Results: At 3-year follow-up, TLF occurred in 85 (16.4%) patients in the PS with 1-stent group and 69 (22.9%) in the PS with 2-stent group (hazard ratio [HR] 1.52, 95% confidence interval [CI] 1.06–2.17, p = 0.021), mainly driven by a higher rate of target lesion revascularization (TLR) in the PS with 2-stent group (13.0% vs. 8.3%, HR 1.65, 95% CI 1.04–2.61, p = 0.033). Complex bifurcations, side branch (SB) pretreatment, intravascular imaging guidance, and hyperlipidemia were the four predictors for 3-year TLF. SB pretreatment was associated with increased 3-year TLR, leading to an extremely higher 3-year TLF.
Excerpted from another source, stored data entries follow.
PR #2948, opened 2024-09-26
[FEAT]: SQL add hash and minhash

universalmind303:
add a few more missing scalars (hash and minhash)

### DIFF
--- a/src/daft-sql/src/modules/hashing.rs
+++ b/src/daft-sql/src/modules/hashing.rs
@@ -37,8 +37,8 @@ impl SQLFunction for SQLHash {
             [input, seed] => {
                 let input = planner.plan_function_arg(input)?;
                 match seed {
-                    arg @ FunctionArg::Named { name, .. } if name.value == "seed" => {
-                        let seed = planner.plan_function_arg(arg)?;
+                    FunctionArg::Named { name, arg, .. } if name.value == "seed" => {
+                        let seed = planner.try_unwrap_function_arg_expr(arg)?;
                         Ok(hash(input, Some(seed)))
                     }
                     arg @ FunctionArg::Unnamed(_) => {
@@ -61,12 +61,17 @@ impl TryFrom<SQLFunctionArguments> for MinHashFunction {
     fn try_from(args: SQLFunctionArguments) -> Result<Self, Self::Error> {
         let num_hashes = args
             .get_named("num_hashes")
-            .and_then(|arg| arg.as_literal().and_then(|lit| lit.as_i64()))
+            .ok_or_else(|| PlannerError::invalid_operation("num_hashes is required"))?
+            .as_literal()
+            .and_then(|lit| lit.as_i64())
             .ok_or_else(|| PlannerError::invalid_operation("num_hashes must be an integer"))?
             as usize;
+
         let ngram_size = args
             .get_named("ngram_size")
-            .and_then(|arg| arg.as_literal().and_then(|lit| lit.as_i64()))
+            .ok_or_else(|| PlannerError::invalid_operation("ngram_size is required"))?
+            .as_literal()
+            .and_then(|lit| lit.as_i64())
             .ok_or_else(|| PlannerError::invalid_operation("ngram_size must be an integer"))?
             as usize;
         let seed = args
--- a/src/daft-sql/src/modules/hashing.rs
+++ b/src/daft-sql/src/modules/hashing.rs
@@ -1,0 +1,106 @@
+use daft_dsl::ExprRef;
+use daft_functions::{
+    hash::hash,
+    minhash::{minhash, MinHashFunction},
+};
+use sqlparser::ast::FunctionArg;
+
+use super::SQLModule;
+use crate::{
+    error::{PlannerError, SQLPlannerResult},
+    functions::{SQLFunction, SQLFunctionArguments, SQLFunctions},
+    unsupported_sql_err,
+};
+
+pub struct SQLModuleHashing;
+
+impl SQLModule for SQLModuleHashing {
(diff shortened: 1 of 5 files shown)


src/daft-sql/src/modules/hashing.rs
```diff
@@ -0,0 +1,111 @@
...
+    ) -> SQLPlannerResult<ExprRef> {
+        match inputs {
+            [input, args @ ..] => {
+                let input = planner.plan_function_arg(input)?;
+                let args: MinHashFunction =
+                    planner.plan_function_args(args, &["num_hashes", "ngram_size", "seed"], 0)?;
+
+                Ok(minhash(input, args.num_hashes, args.ngram_size, args.seed))
+            }
+            _ => unsupported_sql_err!("Invalid arguments for minhash: '{inputs:?}'"),
```
raunakab, line 108: This would just be the empty slice, correct? Maybe we should explicitly mention that? I.e., `[] => unsupported_sql_err!(...)`.

src/daft-sql/src/modules/hashing.rs
```diff
@@ -0,0 +1,111 @@
...
+        planner: &crate::planner::SQLPlanner,
+    ) -> SQLPlannerResult<ExprRef> {
+        match inputs {
+            [input, args @ ..] => {
+                let input = planner.plan_function_arg(input)?;
+                let args: MinHashFunction =
+                    planner.plan_function_args(args, &["num_hashes", "ngram_size", "seed"], 0)?;
+
+                Ok(minhash(input, args.num_hashes, args.ngram_size, args.seed))
+            }
```
raunakab, line 107: Could you explain this part to me, please? Why are we picking the first input and using that as the argument to `planner.plan_function_arg`?

raunakab: Oh. Are we specifically wanting 4 elements inside of that slice? Since the first one is `input`, the second, third, and fourth are `num_hashes`, `ngram_size`, and `seed`, respectively?

If so, should we match on specifically that case? I.e.:

```rs
match inputs {
  [input, num_hashes, ngram_size, seed] => ..,
  _ => unsupported_sql_err!(..),
}
```

src/daft-sql/src/modules/hashing.rs
```diff
@@ -0,0 +1,111 @@
...
+    type Error = PlannerError;
+
+    fn try_from(args: SQLFunctionArguments) -> Result<Self, Self::Error> {
+        let num_hashes = args
+            .get_named("num_hashes")
+            .ok_or_else(|| PlannerError::invalid_operation("num_hashes is required"))?
+            .as_literal()
+            .and_then(|lit| lit.as_i64())
+            .ok_or_else(|| PlannerError::invalid_operation("num_hashes must be an integer"))?
+            as usize;
```
raunakab, line 68: How come we're transforming the literal to an `i64` and then casting it to `usize`?

src/daft-sql/src/modules/hashing.rs
```diff
@@ -0,0 +1,111 @@
...
+
+        let ngram_size = args
+            .get_named("ngram_size")
+            .ok_or_else(|| PlannerError::invalid_operation("ngram_size is required"))?
+            .as_literal()
+            .and_then(|lit| lit.as_i64())
+            .ok_or_else(|| PlannerError::invalid_operation("ngram_size must be an integer"))?
+            as usize;
```
raunakab, line 76: Similarly here.

raunakab (commented):
Just have a couple of questions.

src/daft-sql/src/modules/hashing.rs
universalmind303: We're not transforming it to an i64 literal, we're extracting the i64 out of the literal. When we parse the sql ast all numerical types come through as either an i64 or f64. https://github.com/universalmind303/Daft/blob/46c5a7e39399dd08dbf7d96d22673cc35caf9a4b/src/daft-sql/src/planner.rs#L503.

src/daft-sql/src/modules/hashing.rs
universalmind303: We do the pattern of `[input, args @ ..]` because some of these are optional, and they are not positional arguments, but instead named arguments. 

All of these are valid 
- `minhash(expr, num_hashes:=10, ngram_size:=10)`
- `minhash(expr, ngram_size:=10, num_hashes:=10)`
- `minhash(expr, seed:=1, ngram_size:=10, num_hashes:=10)`
- `minhash(expr, seed:=1, num_hashes:=10, ngram_size:=10)`

In this case, the only one that's positional is the input expr. So we match on `[input, args @ ..]`, then let `plan_function_args` handle the remainder.

src/daft-sql/src/modules/hashing.rs
universalmind303: This will also match on `[input]` so `minhash(expr)` or `minhash()`, both of which are invalid

src/daft-sql/src/modules/hashing.rs
raunakab: Oh okay, that makes sense to me. Thanks for explaining!

src/daft-sql/src/modules/hashing.rs
raunakab: Oh okay, I see. Thanks!

src/daft-sql/src/modules/hashing.rs
raunakab: I think the situation in which there is only one argument is already covered by `[input, args @ ..] => ..,`, since `args` can be the empty slice there. But this was a minor nit so I'm fine with either.

PR #3570, opened 2024-12-13
chore: move symbolic and boolean algebra code into new crate

kevinzwang:
Moving some of the code we have around symbolic/boolean algebra on expressions into its own crate, because I anticipate that we will be building more of this kind of thing, so it would be nicer to consolidate it as well as make it easier to reuse. It also allows us to better test these things in isolation of the context they are being used in.

For example, we'll be building some optimization rules that more intelligently finds predicates for filter pushdown into joins, and that may use both `split_conjunction` as well as some expression simplification logic. 

Also took this opportunity to fix a typo (conjuct -> conjunct) and rename `conjunct` (which is an adjective) to `combine_conjunction`. Otherwise everything else is pretty much a straightforward move


universalmind303 (commented):
I don't really have any strong opinions on this, but wondering why this needs to be it's own crate instead of a module of daft-dsl?

kevinzwang:
> I don't really have any strong opinions on this, but wondering why this needs to be it's own crate instead of a module of daft-dsl?

I considered this too and I don't have a strong opinion either. Just thought that this was a good enough abstraction to be able to separate out into its own crate, and if we use any libraries for symbolic algebra in the future, that can be isolated into this crate. But other than that I don't really have much reason.

universalmind303:
> I considered this too and I don't have a strong opinion either. Just thought that this was a good enough abstraction to be able to separate out into its own crate, and if we use any libraries for symbolic algebra in the future, that can be isolated into this crate. But other than that I don't really have much reason.

👍 I'm fine with these changes then as long as no one else has strong objections.

universalmind303 (approved):

kevinzwang:
@samster25 any thoughts? Otherwise I will merge this in

kevinzwang:
@samster25 follow-up on weekly kickoff discussion, `daft-core` is only used in `daft-algebra` for the `Schema` struct since that is necessary to get the datatype of an expression.

samster25:
@kevinzwang It would be better to get it from `daft-schema`! We want to minimize the dependancies on `daft-core` since we are going to split up `daft-dsl` soon

src/common/scan-info/src/expr_rewriter.rs
```diff
@@ -93,7 +92,7 @@ pub fn rewrite_predicate_for_partitioning(
     // Before rewriting predicate for partition filter pushdown, partition predicate clauses into groups that will need
     // to be applied at the data level (i.e. any clauses that aren't pure partition predicates with identity
     // transformations).
-    let data_split = split_conjuction(predicate);
+    let data_split = split_conjunction(predicate);
```
samster25, line 95: lol

src/daft-algebra/Cargo.toml
```diff
@@ -0,0 +1,17 @@
+[dependencies]
+common-error = {path = "../common/error", default-features = false}
+common-treenode = {path = "../common/treenode", default-features = false}
+daft-core = {path = "../daft-core", default-features = false}
```
samster25, line 4: favor daft-schema

samster25 (approved):

PR #3571, opened 2024-12-14
feat(swordfish): Progress Bar

colin-ho:
Uses the https://docs.rs/indicatif/latest/indicatif/index.html library to make a progress bar.

Tracks rows received + rows emitted for each operator. The counting is attached to the input / output receivers for each operator, so there shouldn't be much contention.

By default, the progress bar is printed to stderr. It is also cleared upon finish. Tested piping it out to stderr, e.g. `python script.py 2 > errors.log`, and the log was empty.

https://github.com/user-attachments/assets/c494bc2e-afe0-4bfe-9f87-96d1b0dbc577


src/daft-local-execution/src/progress_bar.rs
```diff
@@ -0,0 +1,84 @@
...
+            self.inner_progress_bar.inc(amount);
+        }
+    }
+
+    pub fn increment_emitted(&self, amount: u64) {
+        let prev = self
+            .emitted
+            .fetch_add(amount, std::sync::atomic::Ordering::Relaxed);
+        let count = prev + amount;
+        self.inner_progress_bar
```
samster25, line 71: I ran this using a fast in memory query I think this is happening too fast.

For `set_progress` and `inc`, the progress bar is using a rate limiter. You don't want to redraw the progress bar on every single update but only if enough time has passed.

Take a look at https://github.com/console-rs/indicatif/blob/6417492caa546a91ca6f69881d33141ddaf192c2/src/progress_bar.rs#L233

src/daft-local-execution/src/progress_bar.rs
```diff
@@ -0,0 +1,84 @@
...
+            Self::Blue => "blue",
+            Self::Magenta => "magenta",
+            Self::Cyan => "cyan",
+        }
+    }
+}
+
+pub struct OperatorProgressBar {
+    inner_progress_bar: ProgressBar,
+    emitted: AtomicU64,
```
samster25, line 23: would I would recommend instead is we pass in the `RuntimeStatsRef` here and then just call a `redraw` or `render` method instead. That way we only ever have to update 1 atomic.

src/daft-local-execution/src/progress_bar.rs
colin-ho: Nice find, changed it so that it updates only every 100ms. Also changed it so that it updates both rows received and rows emitted through a single `set_message` (instead of both `inc` and `set_message`).

src/daft-local-execution/src/progress_bar.rs
colin-ho: Makes sense, implemented.

src/daft-local-execution/src/progress_bar.rs
```diff
@@ -0,0 +1,126 @@
...
+        let remainder = diff % Self::UPDATE_INTERVAL;
+        self.last_update
+            .store(elapsed - remainder, Ordering::Release);
+        true
+    }
+
+    pub fn render(&self) {
+        let now = std::time::Instant::now();
+        if self.should_update_progress_bar(now) {
+            let stats = self.runtime_stats.clone();
```
samster25, line 101: I dont think you need clone

samster25 (approved):

samster25:
Looks good to me! Can you also run this in a python notebook and ensure it doesn't look crazy there.

colin-ho:
Sooo, i tested it and don't think it works in jupyter notebooks, because https://docs.rs/indicatif/latest/indicatif/index.html only works on terminals :( 

I'm thinking for this case we can implement a python class that wraps tqdm, and then call it from the rust side? Then the swordfish progress bar can be generic over the indicatif bar or the python tqdm one

samster25:
@colin-ho theres also this rust project https://github.com/clitic/kdam that claims to support python notebooks out of the box. Maybe we can try to detect the environment and use the appropriate progress bar

colin-ho:
Tried it out and it wasn't working too well, the formatting was off and the bars weren't getting cleared properly. Decided to go with the TQDM implementation.

Heres a side by side comparison of swordfish progress bar vs pyrunner progress bar on notebook:

https://github.com/user-attachments/assets/2736ff46-b293-49f9-a5f2-44a7c7cad3c2

https://github.com/user-attachments/assets/485f339f-6122-4a07-a33b-7ae7eaae44f9

samster25 (approved):

PR #3572, opened 2024-12-14
bug: fix nested decoding of binary types for weird required cases

jaychia:


jaychia:
Closing in favor of solution proposed here: https://dist-data.slack.com/archives/C041NA2RBFD/p1734144703269629?thread_ts=1734108409.644689&cid=C041NA2RBFD

PR #3574, opened 2024-12-14
perf: release the GIL for series methods

jaychia:


jaychia:
Closing -- this actually had not much impact after benchmarking which was a little contradictory to my hypotheses

PR #3575, opened 2024-12-14
feat: add url_download/url_upload as sql function

frankliee:
Currently, download_url/upload_url only support DataFrame API, this PR adds download_url/upload_url to sql,  which could be used for image processing demo.

```
df = daft.from_pydict({"urls": [
    "https://user-images.githubusercontent.com/17691182/190476440-28f29e87-8e3b-41c4-9c28-e112e595f558.png",
    "https://user-images.githubusercontent.com/17691182/190476440-28f29e87-8e3b-41c4-9c28-e112e595f558.png",
    "https://user-images.githubusercontent.com/17691182/190476440-28f29e87-8e3b-41c4-9c28-e112e595f558.png",
]})
df = daft.sql("SELECT image_decode(url_download(urls)) FROM df")
df.show()
```

### DIFF
--- a/src/daft-sql/src/modules/url.rs
+++ b/src/daft-sql/src/modules/url.rs
@@ -1,0 +1,192 @@
+use std::sync::Arc;
+
+use daft_dsl::{Expr, ExprRef, LiteralValue};
+use daft_functions::uri::{download, download::DownloadFunction, upload, upload::UploadFunction};
+use sqlparser::ast::FunctionArg;
+
+use super::SQLModule;
+use crate::{
+    error::{PlannerError, SQLPlannerResult},
+    functions::{SQLFunction, SQLFunctionArguments, SQLFunctions},
+    modules::config::expr_to_iocfg,
+    planner::SQLPlanner,
+    unsupported_sql_err,
+};
+
+pub struct SQLModuleURL;
+
+impl SQLModule for SQLModuleURL {
+    fn register(parent: &mut SQLFunctions) {
+        parent.add_fn("url_download", UrlDownload);
+        parent.add_fn("url_upload", UrlUpload);
+    }
+}
+
+impl TryFrom<SQLFunctionArguments> for DownloadFunction {
+    type Error = PlannerError;
+
+    fn try_from(args: SQLFunctionArguments) -> Result<Self, Self::Error> {
+        let max_connections = args.try_get_named("max_connections")?.unwrap_or(32);
+        let raise_error_on_failure = args
+            .get_named("on_error")
+            .map(|arg| match arg.as_ref() {
+                Expr::Literal(LiteralValue::Utf8(s)) => match s.as_ref() {
+                    "raise" => Ok(true),
+                    "null" => Ok(false),
+                    _ => unsupported_sql_err!("Expected on_error to be 'raise' or 'null'"),
+                },
+                _ => unsupported_sql_err!("Expected on_error to be 'raise' or 'null'"),
+            })
+            .transpose()?
+            .unwrap_or(true);
+
+        // TODO: choice multi_thread based on the current engine (such as ray)
+        let multi_thread = args.try_get_named("multi_thread")?.unwrap_or(false);
+
+        let config = Arc::new(
+            args.get_named("io_config")
+                .map(expr_to_iocfg)
+                .transpose()?
+                .unwrap_or_default(),
+        );
+
+        Ok(Self {
+            max_connections,
+            raise_error_on_failure,
+            multi_thread,
+            config,
+        })
+    }
+}
+
+struct UrlDownload;
+
+impl SQLFunction for UrlDownload {
+    fn to_expr(
+        &self,
+        inputs: &[sqlparser::ast::FunctionArg],
+        planner: &crate::planner::SQLPlanner,
+    ) -> SQLPlannerResult<ExprRef> {
+        match inputs {
+            [input, args @ ..] => {
+                let input = planner.plan_function_arg(input)?;
+                let args: DownloadFunction = planner.plan_function_args(
+                    args,
+                    &["max_connections", "on_error", "multi_thread", "io_config"],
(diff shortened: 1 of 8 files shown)


jaychia:
@andrewgazelka could you help get this through?

frankliee:
Would you please consider reviewing this PR? @andrewgazelka

andrewgazelka:
> Would you please consider reviewing this PR? @andrewgazelka

Hey sorry I missed the @ . I will look at now :)

src/daft-sql/src/modules/url.rs
```diff
@@ -0,0 +1,192 @@
...
+        parent.add_fn("url_download", UrlDownload);
+        parent.add_fn("url_upload", UrlUpload);
+    }
+}
+
+impl TryFrom<SQLFunctionArguments> for DownloadFunction {
+    type Error = PlannerError;
+
+    fn try_from(args: SQLFunctionArguments) -> Result<Self, Self::Error> {
+        let max_connections = args.try_get_named("max_connections")?.unwrap_or(32);
```
andrewgazelka, line 29: let’s not have magic numbers. maybe give this a const value and perhaps include in python documentation,

src/daft-sql/src/modules/url.rs
```diff
@@ -0,0 +1,192 @@
...
+
+        let raise_error_on_failure = args
+            .get_named("on_error")
+            .map(|arg| match arg.as_ref() {
+                Expr::Literal(LiteralValue::Utf8(s)) => match s.as_ref() {
+                    "raise" => Ok(true),
+                    "null" => Ok(false),
+                    _ => unsupported_sql_err!("Expected on_error to be 'raise' or 'null'"),
```
andrewgazelka, line 118:
```suggestion
                    other => unsupported_sql_err!("Expected on_error to be 'raise' or 'null'; got {other:?}”),
```

src/daft-sql/src/modules/url.rs
```diff
@@ -0,0 +1,192 @@
...
+                },
+                _ => unsupported_sql_err!("Expected on_error to be 'raise' or 'null'"),
```
andrewgazelka, line 120: add messaging here too

src/daft-sql/src/modules/url.rs
```diff
@@ -0,0 +1,192 @@
...
+                    &["max_connections", "on_error", "multi_thread", "io_config"],
+                    0,
+                )?;
+
+                Ok(download(
+                    input,
+                    args.max_connections,
+                    args.raise_error_on_failure,
+                    args.multi_thread,
+                    Arc::try_unwrap(args.config).unwrap_or_default().into(),
```
andrewgazelka, line 84: unsure if you want to get the default value if you can’t unwrap... wouldn’t you want to clone instead? if this is what you want please add comments. ditto for your other try_unwrap.

andrewgazelka (changes requested):
I think this PR could benefit from some minor changes

src/daft-sql/src/modules/url.rs
```diff
@@ -0,0 +1,192 @@
...
+
+    fn try_from(args: SQLFunctionArguments) -> Result<Self, Self::Error> {
+        let max_connections = args.try_get_named("max_connections")?.unwrap_or(32);
+        let raise_error_on_failure = args
+            .get_named("on_error")
+            .map(|arg| match arg.as_ref() {
+                Expr::Literal(LiteralValue::Utf8(s)) => match s.as_ref() {
+                    "raise" => Ok(true),
+                    "null" => Ok(false),
+                    _ => unsupported_sql_err!("Expected on_error to be 'raise' or 'null'"),
```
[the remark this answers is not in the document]
frankliee: updated

src/daft-sql/src/modules/url.rs
frankliee: Use `const DEFAULT_MAX_CONNECTIONS: usize = 32` instead.
image

src/daft-sql/src/modules/url.rs
frankliee: updated

src/daft-sql/src/modules/url.rs
frankliee: `upload` requires config: `Option<IOConfig>`, but UploadFunction has Arc<IOConfig>, so unwrap is required.
And I have removed  unnecessary "default" by using `Arc::try_unwrap(args.config).ok()` instead.

src/daft-sql/src/modules/url.rs
andrewgazelka: lgtm

src/daft-sql/src/modules/url.rs
andrewgazelka: Couldn’t you do something like

https://doc.rust-lang.org/std/sync/struct.Arc.html#method.try_unwrap

```rust
let config = match args.config.try_unwrap {
       Ok(elem) => elem,
       Err(elem) => (&*elem).clone()
};

let config = Some(config);
```


`Arc::try_unwrap` returns Err if there is more than one reference, not if there is no value.

frankliee: Updated, and fixed some pre-commit errors.

```
error: this expression borrows a value the compiler would automatically borrow
  --> src/daft-sql/src/modules/url.rs:94:38
   |
94 |                         Err(elem) => (&*elem).clone(),
   |                                      ^^^^^^^^ help: change this to: `(*elem)`
```

andrewgazelka:
LGTM CC @universalmind303 for sanity check as he has touched a lot of code in this area

andrewgazelka (commented):
^

frankliee:
Would you have any suggestions on this PR ? @universalmind303

RCHowell:
Closing this since #3690 covers this. We ended doing something very similar, thank you for the contribution!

Conclusion: Provisional with 2-stent for patients with ACS is associated with a higher rate of 3-year TLF, mainly due to increased requirement of revascularization. SB pretreatment should be avoided for simple bifurcation lesion.

GRAPHICAL ABSTRACT

Graphical Abstract. Landmark analysis of target lesion failure and target lesion revascularization.

Introduction

Coronary artery bifurcation lesions involve three vessel segments (proximal main vessel [MV], distal MV, and side branch [SB]), leading to technical challenging of bifurcation stenting and suboptimal clinical outcomes (1, 2). While upfront two-stent approach (like DK crush stenting) has been demonstrated to be associated with less rate of target lesion failure (TLF) for the treatment of patients with bifurcation lesions localizing at distal left main (LM) or having higher complexity (3, 4), provisional stenting (PS) is still accepted to be a major technique for simple bifurcation lesions (2, 5–7). PS requires a jailed wire or balloon in the SB, which could rescue an SB at risk of occlusion after stenting MV. Thus, PS could be shifted to PS with 1-stent or PS with 2-stent, with a rate of crossover to 2-stent varying from 2 to 40% (2, 4–9), depending on the performance of SB pretreatment and final kissing balloon inflation (KBI), lesions’ complexity, flow-limiting dissection, severely compromised ostial SB induced by plaque or carina shifting, and criteria for treating SB in clinical trials. As a result, PS with SB rescue stenting is unavoidable for complex bifurcations (4, 9). However, there is a paucity of data showing the difference in clinical outcomes between PS with 1-stent and PS with 2-stent among patients with acute coronary syndrome (ACS) and bifurcation lesions. Accordingly, this study includes all ACS patients with bifurcations who underwent the PS approach and had completed 3-year clinical follow-up from previous four trials (4, 9–11) with a view to identify the rate of crossover to 2-stent, the difference in 3-year TLF between PS with 1-stent and with 2-stent, and the independent factors of 3-year TLF.

Materials and methods

Study design

We included data of the following clinical trials with only Medina 1,1,1 and 0,1,1 bifurcation lesions in patients with ACS: DKCRUSH II (10), DKCRUSH V (9), DKCRUSH VI (11), and DEFINITION II (4; Figure 1). All patients were prospectively followed up till January 1, 2022. The study protocol was approved by the ethics committee at each participating center and complied with the Declaration of Helsinki. All patients provided written informed consent for participation in the respective trials. All authors had free access to the database.

FIGURE 1

Figure 1. Study flowchart. Description: 820 patients with acute coronary syndrome (ACS) were assigned to the provisional stenting (PS) with 1-stent and the PS with 2-stent groups.

Patient population

Overall, 1,825 patients with coronary bifurcation lesions from the four clinical trials were screened. We excluded 1,005 patients because of upfront 2-stent (n = 753) at randomization, SB pretreatment leading to the urgent requirement of stenting SB before stenting the MV (n = 35), and stable angina patients (n = 217). Finally, 820 patients with ACS who underwent PS were included (Figure 1), with 519 patients assigned to the PS with 1-stent group and 301 patients assigned to the PS with 2-stent group.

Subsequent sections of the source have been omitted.